Это было проклятое место. Злые языки смеялись и над ним и над женщинами, что ходили туда и с утра до вечера ждали барынь, которые взяли бы их на работу. Это было признаком вопиющей нужды, еще более явным, чем отсутствие денег для акафистов у старух. Женщинам из Баба-Лики не нравилось поступать в прислуги, чистить сапоги барину, выслушивать приказания барыни, стирать пеленки чужих детей. Они предпочитали идти на работу на Пороховой склад, на фабрики «Короана» или «Апака» или шить на дому кальсоны и рубахи для солдат, по заказу. Кальсоны полагалось стирать мужним женам, а пеленки — родным матерям новорожденных. Женщины из Баба-Лики считали, что каждая жена должна сама стирать мужнины сподники, а не давать их в стирку другим. Многим мужьям не нравилось, чтобы жены шли на работу. Они считали, что если ты не способен прокормить жену, так лучше бы и не женился.

Женщины помоложе и повреднее, не знавшие жизни, высмеивали тех, которые шли в услужение. Они разыгрывали из себя барынь, одевали подвенечное платье, говорили в нос, как должны были, по их мнению, говорить все настоящие барыни. Они тоже были барынями, шли на проклятое место и притворялись, что ищут честную и опрятную девушку, чтобы помочь им стирать белье. Женщины постарше бранили и упрекали бесстыдниц, которые притворялись барынями, говорили им, что большой это грех смеяться над чужой бедой. Сюда, на это проклятое место, приходили девушки из Дэрэшть и соседних с ним сел, у которых дома было еще семеро братьев и сестер. Родители посылали их в Бухарест, чтобы избавиться от лишнего рта и лишней заботы. Приходили и женщины, мужья которых умерли на фронте, оставив их с ребенком на руках. Шли в прислуги жены, брошенные мужьями, бездельниками и пьяницами, которые находили себе других жен, помоложе и с лучшей службой. Одинокие, горемычные, они искали лишь теплый угол и пропитание и больших требований не предъявляли. Приходили сюда и девушки, спутавшиеся с каким-нибудь парнем и не смевшие больше вернуться к родителям, страшась их гнева и стыдясь людской молвы; сами родители посылали сказать им, чтобы домой они больше не возвращались. А если уж хотят вернуться, так пусть приходят с законным мужем.

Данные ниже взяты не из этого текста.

PR #168, opened 2024-02-16
Disable build-docker workflow on push to master

BenjaminRodenberg:
See https://github.com/precice/python-bindings/pull/196. We decided to not release a docker container for the python bindings and the fenics adapter, because this is unnecessary.


IshaanDesai (approved):

MakisH (approved):
Indeed, not necessary anymore for the system tests.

Больше всего спроса было на молодых, без мужа и детей. Барыни, обеспокоенные тем, что с некоторых пор их сынкам не спится по ночам, искали молодых девушек, для того, чтобы их отпрыск не натворил глупостей, не схватил бы какой-нибудь позорной болезни. Когда у них не было иного выхода, женщины лгали, говорили, что у них нет ни мужа, ни детей или что муж был, да бросил их ради другой помоложе, а ребенок умер от кори.

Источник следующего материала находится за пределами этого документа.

PR #178, opened 2024-08-29
Make t and n optional arguments in store_checkpoint

### LINKED ISSUE #73: Make t and n optional in checkpointing
See https://github.com/precice/fenics-adapter/pull/59#issuecomment-635939898

NiklasVin:
Closes https://github.com/precice/fenics-adapter/issues/73.


BenjaminRodenberg (changes requested):
Since I expect that this is a quite niche feature: A test would be important.

Additionally: In https://github.com/precice/fenics-adapter/pull/59#issuecomment-635939898 I mention some tutorials where we could just skip `t` and/or `n`. Let's prepare a PR where we actually implement this in the tutorials. This simplifies the tutorials and also acts as an integration test for this feature.

fenicsprecice/fenicsprecice.py
```diff
@@ -459,14 +459,25 @@ def retrieve_checkpoint(self):
...
+        payload, t, n = self._checkpoint.get_state()
+        match (t, n):
+            case (None, None):
+                return payload
+            case (_, None):
+                return payload, t
+            case (None, _):
+                return payload, n
+            case _:
+                return payload, t, n
```
BenjaminRodenberg: I just tested this PR with the perpendicular flap. Generally, it seems to work. But I'm not so happy with the implications on the return value of the `retrieve_checkpoint` function: If I call
```
cp, t_or_n = adapter.retrieve_checkpoint()
```
the second argument could be anything. The actual return value depends on how I called `store_checkpoint` before. This does not look right to me. Sorry to bring this up so late.

## Non-breaking solution

As a non-breaking solution, I can only imagine returning `None`, if `t` or `n` has not been provided previously. This results in always calling
```
cp, t, n = adapter.retrieve_checkpoint()
```
this would be independent from what we did with `store_checkpoint` before.

## Breaking solutions

I think a more reasonable way would be the following:
```
cp = adapter.retrieve_checkpoint()
```
and then
```
value = cp.value
t = cp.t
n = cp.n
```
Meaning: `cp` would be a named tuple (see https://stackoverflow.com/questions/2970608/what-are-named-tuples-in-python). Scipy uses something similar in `integrate.solve_ivp` and calls it a "bunch object" (see https://docs.scipy.org/doc/scipy/reference/generated/scipy.integrate.solve_ivp.html).

This brings us to the next question: Why not just use the following API:
```
store_checkpoint(self, payload: namedtuple)

retreive_checkpoint() -> namedtuple
```
We would then have to allow for FEniCS Functions or simple float or int values in the `payload`. But this would be an implementation detail and the user just gets back whatever was provided in the original payload.

Important about both proposed solutions: They would be breaking (and therefore, we can only release them with fenicsprecice 3.0.0).

## What to do

I would suggest to implement and merge the non-breaking solution. We can open an issue describing the breaking solution and schedule it for version `3.0.0` (probably this will happen not too soon).

BenjaminRodenberg (changes requested):

BenjaminRodenberg (approved):
Looks good 👍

Когда одной из них удавалось наняться и барыня брала ее с собою за покупками, оставшиеся с завистью следили за тем, как барыня нагружает ее всевозможными корзинками, заставляет торговаться с зеленщицей, продающей петрушку и укроп, как говорит, чтоб в другой раз она была внимательней, не вела себя, как дура, и завидовали даже и попрекам барыни и тяжести покупок.

Как хотелось бы и им, чтобы их ругала барыня, чтоб и им пришлось таскать тяжелые корзины, чтоб и у них была хозяйка!